PR #1992, opened 2019-12-21
Verify: stop verify when client disconnected and not verbose

adizaimi:
Verify: stop verifying if client disconnected (and verbose is turned off).
The bug is that if we don't specify verbose in the verify command, verify continues to process even after cdb2sql client has disconnected. The reason is because we currently have no way to check whether client is still connected if verbose is off. With this checkin we now pass in sbuf object which we can perform such check. Now we have to avoid printing directly messages to sbuf because that breaks clients connecting via cdb2sql.  
Also in this checkin:
* Added to insert_lots.test checks to ensure all threads in verify thdpool exited when client exits
* Moved sequential verify to be performed by the thdreadpool just like the parallel one


bdb/bdb_verify.c
```diff
@@ -45,37 +45,39 @@ extern int is_comdb2_index_expression(const char *dbname);
...
+    }
+    
     if (par->sb) {
         if (wrote < sizeof(lbuf) - 1)
             strcat(lbuf, "\n");
-        return sbuf2printf(par->sb, lbuf) >= 0 ? 0 : -1;
-    } else if (par->lua_callback)
-        return par->lua_callback(par->lua_params, lbuf);
+        int rc = sbuf2printf(par->sb, lbuf) >= 0 ? 0 : -1;
+        sbuf2flush(par->sb);
```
....
• What to produce
Where a line of the records above holds the word "lbuf", copy that line.

• Reply to the exercise
         if (wrote < sizeof(lbuf) - 1)
             strcat(lbuf, "\n");
-        return sbuf2printf(par->sb, lbuf) >= 0 ? 0 : -1;
-        return par->lua_callback(par->lua_params, lbuf);
+        int rc = sbuf2printf(par->sb, lbuf) >= 0 ? 0 : -1;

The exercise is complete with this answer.